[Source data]
+ + + + + + +
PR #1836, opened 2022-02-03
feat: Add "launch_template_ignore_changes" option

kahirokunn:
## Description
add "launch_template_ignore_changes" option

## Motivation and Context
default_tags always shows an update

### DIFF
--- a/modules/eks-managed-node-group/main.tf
+ + + + + + +
◆ **PROBLEM REQUIREMENTS**
Would you write down every record again, exactly?

◆ **THE COMPLETED TASK**
PR #1836, opened 2022-02-03
feat: Add "launch_template_ignore_changes" option

kahirokunn:
## Description
add "launch_template_ignore_changes" option

## Motivation and Context
default_tags always shows an update

### DIFF
--- a/modules/eks-managed-node-group/main.tf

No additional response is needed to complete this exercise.